══ Extracted records ══
Issue #339, opened 2018-07-11
Get smooth_cal ready for IDR3 / H2C RTP


jsdillon:
This includes:

* Making it python 2 and python 3 compatible (#318)
* Parallelize over antennas (#338)
* Upgrade to a 2D filter (#298)
* Implement reference antenna selection in smooth_cal (#271)

jsdillon:
#338 remains outstanding, but #298 is done, #318 is done for smooth_cal, and #271 is enabled though we still need to figure out how we want reference antenna selection to happen at a opm/rtp level.

Given all that, I think it's fair to close this meta-issue and just worry about the individual issues.

Issue #298, opened 2018-05-17
Update smooth_cal to do a 2D filter in time and frequency


jsdillon:
Instead of a time filter followed by a frequency filter.

jsdillon:
Addressed in #357.

Issue #271, opened 2018-04-27
Move reference antenna selection / rephasing to smooth cal for RTP for H2C


jsdillon:
Preferably, we wouldn't use a single antenna but some kind of median over antennas.

The idea behind this is that smooth_cal can look at all the files we care about at one point and figure out a good consistent reference for smoothing the one particular file.

jsdillon:
This was enabled by #357, though we have to decide how we want to use it, whether we want to specify reference antennas by hand, and whether we want different reference antennas for each polarization.

jsdillon:
I think this is basically decided... at least until we implement 4pol abscal.

PR #357, opened 2018-08-25
Update smooth_cal for IDR3

jsdillon:
This PR implement filtering of calibration solutions in time and frequency simultaneously using a 2D CLEAN. This addresses #298. This filtering has two modes of operation: "rect", which restricts which Fourier modes can be occupied to a small rectangle around delay and fringe rate of 0. The other mode, "plus", only allows modes that have either delay of 0 or fringe rate of 0 or both. This produces calibrations solutions that are separable in time and frequency.

Additionally, this PR implements a method of selecting and enforcing a reference antenna based on which antenna has the smallest number of flags. This addresses #271.

Finally, we made some small tweaks to get ready for python 3 compatibility (#318).

This PR accomplishes most of #339, though it leaves parallelization over antennas for the future (when array jobs are implemented in hera_opm).


jsdillon:
@adampbeardsley I'm requesting your review since you reviewed the module when I first built it. LMK if you want me to find someone else.

hera_cal/smooth_cal.py
```diff
@@ -105,9 +106,109 @@ def time_filter(gains, wgts, times, filter_scale=1800.0, nMirrors=0):
...
+    fringes = np.fft.fftfreq(times.size, dt)
+    delay_scale = (freq_scale * 1e6)**-1  # Puts it in seconds
+    fringe_scale = (time_scale)**-1  # in Hz
+
+    # find per-integration delays, smooth on the time_scale of gain smoothing, and rephase 
+    taus = fft_dly(gains, df, wgts, medfilt=False, solve_phase=False)[0].astype(np.complex)  # delays are in seconds
+    if not np.all(taus == 0):  # this breaks CLEAN, but it means we don't need smoothing anyway
+        taus = uvtools.dspec.high_pass_fourier_filter(taus.T, np.sum(wgts, axis=1, keepdims=True).T,
+                                                      fringe_scale, dt, tol=tol, maxiter=maxiter)[0].T
+    rephasor = np.exp(-2.0j * np.pi * np.outer(np.abs(taus), freqs))
```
═══
• **What the exercise asks**
Copy all of the data above, character for character.

• **Exercise answer**
Issue #339, opened 2018-07-11
Get smooth_cal ready for IDR3 / H2C RTP


jsdillon:
This includes:

* Making it python 2 and python 3 compatible (#318)
* Parallelize over antennas (#338)
* Upgrade to a 2D filter (#298)
* Implement reference antenna selection in smooth_cal (#271)

jsdillon:
#338 remains outstanding, but #298 is done, #318 is done for smooth_cal, and #271 is enabled though we still need to figure out how we want reference antenna selection to happen at a opm/rtp level.

Given all that, I think it's fair to close this meta-issue and just worry about the individual issues.

Issue #298, opened 2018-05-17
Update smooth_cal to do a 2D filter in time and frequency


jsdillon:
Instead of a time filter followed by a frequency filter.

jsdillon:
Addressed in #357.

Issue #271, opened 2018-04-27
Move reference antenna selection / rephasing to smooth cal for RTP for H2C


jsdillon:
Preferably, we wouldn't use a single antenna but some kind of median over antennas.

The idea behind this is that smooth_cal can look at all the files we care about at one point and figure out a good consistent reference for smoothing the one particular file.

jsdillon:
This was enabled by #357, though we have to decide how we want to use it, whether we want to specify reference antennas by hand, and whether we want different reference antennas for each polarization.

jsdillon:
I think this is basically decided... at least until we implement 4pol abscal.

PR #357, opened 2018-08-25
Update smooth_cal for IDR3

jsdillon:
This PR implement filtering of calibration solutions in time and frequency simultaneously using a 2D CLEAN. This addresses #298. This filtering has two modes of operation: "rect", which restricts which Fourier modes can be occupied to a small rectangle around delay and fringe rate of 0. The other mode, "plus", only allows modes that have either delay of 0 or fringe rate of 0 or both. This produces calibrations solutions that are separable in time and frequency.

Additionally, this PR implements a method of selecting and enforcing a reference antenna based on which antenna has the smallest number of flags. This addresses #271.

Finally, we made some small tweaks to get ready for python 3 compatibility (#318).

This PR accomplishes most of #339, though it leaves parallelization over antennas for the future (when array jobs are implemented in hera_opm).


jsdillon:
@adampbeardsley I'm requesting your review since you reviewed the module when I first built it. LMK if you want me to find someone else.

hera_cal/smooth_cal.py
```diff
@@ -105,9 +106,109 @@ def time_filter(gains, wgts, times, filter_scale=1800.0, nMirrors=0):
...
+    fringes = np.fft.fftfreq(times.size, dt)
+    delay_scale = (freq_scale * 1e6)**-1  # Puts it in seconds
+    fringe_scale = (time_scale)**-1  # in Hz
+
+    # find per-integration delays, smooth on the time_scale of gain smoothing, and rephase 
+    taus = fft_dly(gains, df, wgts, medfilt=False, solve_phase=False)[0].astype(np.complex)  # delays are in seconds
+    if not np.all(taus == 0):  # this breaks CLEAN, but it means we don't need smoothing anyway
+        taus = uvtools.dspec.high_pass_fourier_filter(taus.T, np.sum(wgts, axis=1, keepdims=True).T,
+                                                      fringe_scale, dt, tol=tol, maxiter=maxiter)[0].T
+    rephasor = np.exp(-2.0j * np.pi * np.outer(np.abs(taus), freqs))
```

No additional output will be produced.